- **Work task**
Set down the listing below verbatim, but only from its first line through the line containing "unsigned int GLhandleARB;".

Records supplied section start

PR #76, opened 2017-06-30
Add types to GLES/gl.h for backwards compatibility

scott-d-phillips:
byte, clampf, short, and ushort are not used by the API but were
historically provided by GLES/gl.h

### DIFF
--- a/xml/gl.xml
+++ b/xml/gl.xml
@@ -34791,6 +34791,12 @@ typedef unsigned int GLhandleARB;
 
     <!-- SECTION: OpenGL ES 1.0/1.1 API interface definitions. -->
     <feature api="gles1" name="GL_VERSION_ES_CM_1_0" number="1.0">
+        <require comment="Not used by the API, for compatibility with old gl.h">
+            <type name="GLbyte"/>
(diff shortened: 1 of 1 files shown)


scott-d-phillips:
Fixes: #77

oddhack:
Can you update the PR without the generated headers? That invariably generates conflicts when other PRs go in affecting the same headers, so it's easiest to re-do it myself.

scott-d-phillips:
@oddhack Makes sense, updated.

1ace:
Ping? We just got a [bug report](https://bugs.freedesktop.org/show_bug.cgi?id=102003) caused by this, it'd be great if this gets merged so we can update the headers in Mesa, especially since a [release](https://mesa3d.org/release-calendar.html) is coming up :)

oddhack:
@1ace I need to get signoff from the ES WG before accepting this. I don't think anyone's likely to object, it's just a matter of getting some of their cycle time to upvote it.

TobiasHector:
Telecon 2017-08-09: ES WG agreed to take this change - whenever you're happy with the PR Jon.

PR #80, opened 2017-07-25
Clarify Blit and Clear behaviours, and fixed framebuffer attachment binding psuedocode

TobiasHector:
Fixes internal bugzillas 16173, 16174, 16176

CC @casseveritt, since you're the contact on these.


TobiasHector:
The OpenGL ES WG signed off this change today, so accepting into the registry.

PR #86, opened 2017-07-28
Fix extension reference in EXT_EGL_image_array

jackohound:
Fix reference to extension as agreed in Khronos-internal  [WG-Docs Issue#6](https://gitlab.khronos.org/opengl/WG-Docs/issues/6)


dgkoch:
+1

PR #88, opened 2017-07-30
Add EXT_texture_compression_s3tc_srgb for ES

Groovounet:


Groovounet:
I didn't know how to run the tools to produce the generated files. Is there a doc somewhere?

Thanks,
Christophe

oddhack:
Yes, the toplevel README. You will also need to fix the conflict.

extensions/registry.py
```diff
@@ -2314,6 +2314,12 @@
         'supporters' : { 'INTEL', 'NVIDIA' },
         'url' : 'extensions/EXT/EXT_texture_compression_s3tc.txt',
     },
+    'GL_EXT_texture_compression_s3tc_srgb' : {
+        'esnumber' : 286,
```
dgkoch: I believe the next available ES number is 289 (please run 'python nextfree.py' in the extensions folder to find the next available number.

Groovounet: Fixed, my clone was behind in number of extensions registred :D

oddhack:
I've updated the gl2ext.h header with this extension now as well.

Groovounet:
Thanks!

PR #97, opened 2017-08-17
Add missing include of stddef.h for ptrdiff_t in GL_ARB_vertex_buffer_object

jeremyhu:
Fixes https://www.khronos.org/bugzilla/show_bug.cgi?id=1345

Signed-off-by: Jeremy Huddleston Sequoia <jeremyhu@apple.com>

### DIFF
--- a/api/GL/glext.h
+++ b/api/GL/glext.h
@@ -4713,6 +4713,7 @@ GLAPI void APIENTRY glVertexBlendARB (GLint count);
 
 #ifndef GL_ARB_vertex_buffer_object
 #define GL_ARB_vertex_buffer_object 1
+#include <stddef.h>
 typedef ptrdiff_t GLsizeiptrARB;
 typedef ptrdiff_t GLintptrARB;
 #define GL_BUFFER_SIZE_ARB                0x8764


oddhack:
TL;DR while I don't yet understand what you're trying to accomplish, this isn't a good way to go about it. If you will explain the usage scenario and make clear why having the stddef.h include elsewhere in the header is a problem, we may be able to find a better answer for you. But the structure of the header files, and the fact they're generated from gl.xml, doesn't support what you're asking for. This PR would be instantly overridden the next time the headers are generated.

I am closing the bugzilla https://www.khronos.org/bugzilla/show_bug.cgi?id=1345 as we're trying to migrate completely off that platform.

jeremyhu:
Currently, `<stddef.h>` is only included by glext.h if `GL_VERSION_1_5` isn't defined.

So if `GL_VERSION_1_5` is defined and `GL_ARB_vertex_buffer_object` is not defined when glext.h is included, we will encounter a parse error.

This change addresses that problem.

oddhack:
Yes, I understand that. What I don't understand is why it's causing you problems. The only time GL_VERSION_1_5, or any other reserved version or extension symbol in the header, should be defined in the header is if, for some arcane reason, you are *replacing* the definition of those interfaces with something equivalent prior to including the header. So what is the specific use case under which this is happening for you, and why isn't that replacement code itself defining ptrdiff_t?

jeremyhu:
On macOS, CGL's gl.h defines GL_VERSION_1_5 but not GL_ARB_vertex_buffer_object.

Thus, including OpenGL.framework's gl.h followed by the current glext.h will result in a failure.  See:

/Applications/Xcode.app/Contents/Developer/Platforms/MacOSX.platform/Developer/SDKs/MacOSX10.13.Internal.sdk/System/Library/Frameworks/OpenGL.framework/Headers $ egrep '(GL_VERSION_1_5|GL_ARB_vertex_buffer_object)' *h
CGLMacro.h:/* GL_ARB_vertex_buffer_object */
gl.h:#define GL_VERSION_1_5                    1
gl3.h:#ifndef GL_VERSION_1_5
gl3.h:#ifndef GL_VERSION_1_5
gl3.h:#define GL_VERSION_1_5 1
glext.h:#define GL_ARB_vertex_buffer_object                          1
glext.h:#if GL_ARB_vertex_buffer_object
glext.h:#if GL_ARB_vertex_buffer_object
glext.h:#if GL_ARB_vertex_buffer_object
gltypes.h:#if !defined(GL_VERSION_1_5)
gltypes.h:#if !defined(GL_ARB_vertex_buffer_object)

Records supplied section end

- **Solution for this task**
PR #76, opened 2017-06-30
Add types to GLES/gl.h for backwards compatibility

scott-d-phillips:
byte, clampf, short, and ushort are not used by the API but were
historically provided by GLES/gl.h

### DIFF
--- a/xml/gl.xml
+++ b/xml/gl.xml
@@ -34791,6 +34791,12 @@ typedef unsigned int GLhandleARB;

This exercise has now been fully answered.